# No call light, no fan, no nuthin on Quadra Fire Classic Bay 1200i



## p&k (Oct 7, 2012)

We have a 4 yr old Classic Bay Insert. Recent full, end-of-season cleanings was by our dealer two springs ago and the same by me last spring. When turn on now we get no response whatsoever; no call light, no fans. When unplug/plug in power get no fan. Fuse is ok and batteries are ok, both were checked. Pulled Insert out and checked motors/fans etc for obstructions. Manual and QF phone support say to reset snap disk #3. Took off housing inside hopper and found that snap disk #3 is not flipped. I can't push it in any further as it is already tight against its seating, so I am assuming that it can't, in fact, be "reset." Correct? Stove was left plugged in all summer. However, NE Ohio had severe drought season with virtually no elect storms. No other electronics in house have been fried. Reading previous discussions here and elsewhere suggests that the control box may be next possible culprit to check. But I have no idea how to proceed next save for calling the dealer out. I know little about electrical components and am complete newbie at trying to diagnose and check electrical or control panel-type stuff. Any help would be greatly appreciated, but please keep in mind my inexperience when providing instructions. Detailed descriptions would be most helpful. Thanks a lot!


----------



## begreen (Oct 7, 2012)

Have you tried jumpering the thermostat connection?


----------



## tjnamtiw (Oct 7, 2012)

When they say 'reset', they are talking about a little button between the two terminals on the snap disk that needs to be pushed in. And PLEASE unplug the stove before sticking your finger in there! Did you check your outlet by plugging something else in it? Jumping across the terminals would be the next thing I would do, as begreen suggests. Pull both wires off of the snap disk, clamp them together with an alligator clip, tape up securely so there are no shorts, and THEN plug the stove back in. Any fans?

Then, the next question is, do you have a multimeter to measure voltages and resistance?


----------



## p&k (Oct 7, 2012)

tjnamtiw said:


> When they say 'reset', they are talking about a little button between the two terminals on the snap disk that needs to be pushed in. And PLEASE unplug the stove before sticking your finger in there!
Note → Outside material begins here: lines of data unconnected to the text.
PR #615, opened 2023-07-07
feat(webinstall): Create kraftkit group and well known paths

### LINKED ISSUE #585: Create `kraftkit` group and chown runtime dir
### Feature request summary

This issue tracks creating a new group `kraftkit` in the [webinstall script](https://github.com/unikraft/kraftkit/blob/staging/tools/webinstall/install.sh) and relevant distribution scripts when detecting non-root users. The current user should be added to this group and the directory `/var/kraftkit` which represents the KraftKit runtime directory should be `chown`ed to this group and `chmod`ed to `775` such that user can read and write to this directory. This will prevent runtime errors with `kraft run` in case the user needs to use `sudo` with `kraft run` to access a privileged mode with `/dev/kvm`.

### Describe alternatives

_No response_

### Related architectures

None

### Related platforms

None

### Additional context

_No response_

craciunoiuc:
### Prerequisite checklist

### Description of changes

The script now creates a `kraftkit` group and adds the user running it to the group.
It then creates all paths used inside kraftkit that need permissions (currently just `/var/kraftkit`, open to suggestions).

❗ The script does not change existing files in those paths, for that you can use `sudo find /var/kraftkit -exec chgrp kraftkit {} \;` ❗
❗ The shell requires restarting for changes to take effect ❗

Closes: #585


tools/webinstall/install.sh
```diff
@@ -1153,6 +1160,85 @@ install_linux_manual() {
     _CLEANUP_VERSION=""
 }
 
+# check_environment checks the environment for the kraftkit group.
+# If the group already exists, it means that it owns all default files.
+# $1: the group name
+# Returns:
+# Code: 0 if group doesn't exist, 1 if it exists
+check_environment() {
```
nderjung: I'd rename `environment` (in the two newly introduced methods) to `usergroup` to prevent confusion with the idea of environmental variables.

tools/webinstall/install.sh
```diff
@@ -1290,13 +1376,22 @@ main() {
...
     # Install kraftkit for the given architecture
     install_kraftkit "$_main_arch" "$_main_auto_install"
     say "kraftkit was installed successfully to $PREFIX/kraft"
 
     # Check if kraft is installed and working
     kraft -h
 
+    # Check if we need to ask for restartqq
+    if [ "$_main_new_group" -eq 0 ]; then
+        say "please restart your shell to make kraftkit run commands available"
```
nderjung: https://unix.stackexchange.com/questions/18796/how-to-apply-changes-of-newly-added-user-groups-without-needing-to-reboot
or
https://superuser.com/questions/272061/reload-a-linux-users-group-assignments-without-logging-out

tools/webinstall/install.sh
```diff
@@ -1153,6 +1160,85 @@ install_linux_manual() {
...
+    do_cmd "$GROUPADD $_cre_group"
+
+    say_debug "detecting current user"
+    _cre_user="$($WHOAMI)"
+
+    say "adding $_cre_user to $_cre_group group"
+    do_cmd "$USERMOD -a -G $_cre_group $_cre_user"
+
+    say "creating default directories"
+    _cre_default_dirs="/var/kraftkit"
```
nderjung: Can you make this a global program variable, `KRAFTKIT_RUNTIME_DIR` (which matches [the existing env var](https://github.com/unikraft/kraftkit/blob/staging/config/config.go#L26)). We also need a way to set this automatically if it is changed in the `~/.config/kraftkit/config.yaml` file. But let's leave that latter part for another day (e.g. when we have something like `kraft config set ...`)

Did you check your outlet by plugging something else in it? Jumping across the terminals would be the next thing I would do, as begreen suggests. Pull both wires off of the snap disk, clamp them together with an alligator clip, tape up securely so there are no shorts, and THEN plug the stove back in. Any fans?
> 
> Then, the next question is, do you have a multimeter to measure voltages and resistance?


 
Thanks to you and bgreen for helpful responses. Yes, I already confirmed the outlet is good by plugging something else into it. Yes, the stove has been unplugged as I have worked on it. Thanks for reminder. Yes, I located the snap disk #3, the small plastic button between the two terminals, and tried to push it in, but as reported it will not push in any further, i.e., it is already sitting tight against it seat. 
I have not tried jumping across the two terminals. The two grey wires that attach to the terminals have plastic housings on them. So, in order to connect them after having unplugged them from the snap disk #3 would I have to take the plastic housing off, strip the insulation off the wires to expose bare wires and the alligator clip together? Or, could one tape them together as is and then insert one side of an alligator clip into each end? 
No, I don't have have a mulitmeter. Never used one, either.


----------



## p&k (Oct 7, 2012)

begreen said:


> Have you tried jumpering the thermostat connection?
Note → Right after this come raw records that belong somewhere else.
PR #629, opened 2023-07-15
feat: Native volume support

nderjung:
### Prerequisite checklist

### Description of changes

This PR introduces native volume support into KraftKit which ultimately allows users to bind devices to the unikernel in a simple and expressive manner. At a high-level, this allows users to specify devices they would like to mount to a unikernel in `kraft run` with the introduction of a new flag `-v|--volume`.

Practically, the implementation is built around the same API definitions that are used to express both a machine instance but also the networking setup.

QEMU is the only machine driver implementation to recognise and act on the updated machine specification that describes a volume.  Additionally, the only driver implementation for volumes is 9pfs, which is a lightweight passthrough mechanism for mounting a source path on the host in a bidirectional manner.  The utility of this is that a user can make adjustments on their host and have those immediately reflected within the instance.

GitHub-Depends: #545

### DIFF
--- a/api/api.go
+++ b/api/api.go
@@ -13,12 +13,14 @@ import (
 
 	machinev1alpha1 "kraftkit.sh/api/machine/v1alpha1"
 	networkv1alpha1 "kraftkit.sh/api/network/v1alpha1"
+	volumev1alpha1 "kraftkit.sh/api/volume/v1alpha1"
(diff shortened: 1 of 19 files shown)


craciunoiuc (approved):
All good here. Thanks!

PR #646, opened 2023-07-16
fix(manifest): Improve manifest Catalog caching

nderjung:
### Prerequisite checklist

### Description of changes

This PR improves in-memory caching when using the `Catalog` method.  Often, the `Catalog` method is called sequentially (for example, when finding individual components, such as alibraries, as part of a build).  In the manifest package manager implementation, the call to `Catalog` would repeatedly hit the remote manifest index and subsequentially download all latest manifests.  For larger projects that have many libraries, this is quite an expensive operation since multiple look-ups and downloads occur.  In this PR, fix this by using a temprorary in-memory index that can be referenced.  It is populated the first time when either `Update` or `Catalog` are called.

### DIFF
--- a/manifest/git.go
+++ b/manifest/git.go
@@ -96,12 +96,12 @@ func NewGitProvider(ctx context.Context, path string, opts ...ManifestOption) (P
 		return nil, fmt.Errorf("could not list remote git repository: %v", err)
 	}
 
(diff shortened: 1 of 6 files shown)


craciunoiuc (approved):
All good here. Thanks!

PR #649, opened 2023-07-17
feat: Better detection for machines when running

### LINKED ISSUE #634: `kraft run`: Consider built-in (not as module) KVM support
### Describe the bug

Currently, KraftKit checks `/proc/modules` for KVM support, assuming KVM is built as a kernel module and then loaded in the kernel.

This will cause a failure in case of kernel built-in support.

The solution to this would be to check KVM support via querying `/dev/kvm`. Note that simply checking for the existence of `/dev/kvm` is not the rigorous way, since that file can be created without KVM support. The proper way is to query KVM support via the [KVM API](https://www.kernel.org/doc/Documentation/virtual/kvm/api.txt); one way could be via `ioctl` by passing the `KVM_GET_API_VERSION` command.

### Steps to reproduce

Boot into a kernel with built-in KVM support.

### Expected behavior

The `kraft run` command should cause a running of a Unikraft instance.

x86_64

linux/debian

### Relevant log output

```shell
$ kraft run
could not determine hypervisor and system mode
```

### LINKED ISSUE #636: `kraft run`: `-W` option should not look for KVM / acceleration support
### Describe the bug

When `kraft run -W` is used (to disable KVM acceleration), there are still checks for KVM support, such as looking in `/proc/modules`. These should be disabled when `-W` is used.

This is unlikely to cause errors, as there is a fallback to check for QEMU support. But, as a good practice, when using `-W`, KVM support checks should not happen.

### Steps to reproduce

There is no error, due to the fallback check.

### Expected behavior

_No response_

x86_64

_No response_

### Relevant log output

_No response_

craciunoiuc:
### Prerequisite checklist

### Description of changes

GitHub-Fixes: #636
GitHub-Fixes:  #634

### DIFF
--- a/cmd/kraft/events/events.go
+++ b/cmd/kraft/events/events.go
@@ -74,12 +74,8 @@ func (opts *Events) Run(cmd *cobra.Command, args []string) error {
 	platform := mplatform.PlatformUnknown
 
 	if opts.platform == "" || opts.platform == "auto" {
-		var mode mplatform.SystemMode
-		platform, mode, err = mplatform.Detect(ctx)
-		if mode == mplatform.SystemGuest {
-			cancel()
-			return fmt.Errorf("nested virtualization not supported")
-		} else if err != nil {
+		platform, _, err = mplatform.Detect(ctx)
+		if err != nil {
 			cancel()
 			return err
 		}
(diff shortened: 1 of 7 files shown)


craciunoiuc:
this does not actually fix that issue, it needs one more commit to check if `/dev/kvm` exists and is `ioctl`-able

nderjung (approved):
Looks good! Thanks!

Thanks for the reply. No I have not tried that. I have a portable thermostat that runs on batteries. Checked the batteries and are ok. Has lights and registers temps. Turns on and off ok. Also, I can bypass it by turning the stove on/off with the switch that is connected directly tot he stove, so it does not seem like i need to jumper the thermostat connection, correct? Also, I'm sorry to say I don't know how to do that, exactly. thanks.


----------



## begreen (Oct 7, 2012)

p&k said:


> Thanks for the reply. No I have not tried that. I have a portable thermostat that runs on batteries. Checked the batteries and are ok. Has lights and registers temps. Turns on and off ok. Also, I can bypass it by turning the stove on/off with the switch that is connected directly tot he stove, so it does not seem like i need to jumper the thermostat connection, correct? Also, I'm sorry to say I don't know how to do that, exactly. thanks.


Open the right side panel. Are there any lights lit on the control box?

For the thermostat screws location, go to Page 23 of your manual. It will show the thermostat terminal screws location on the right side. They are down below the control panel. The thermostat connection is low voltage.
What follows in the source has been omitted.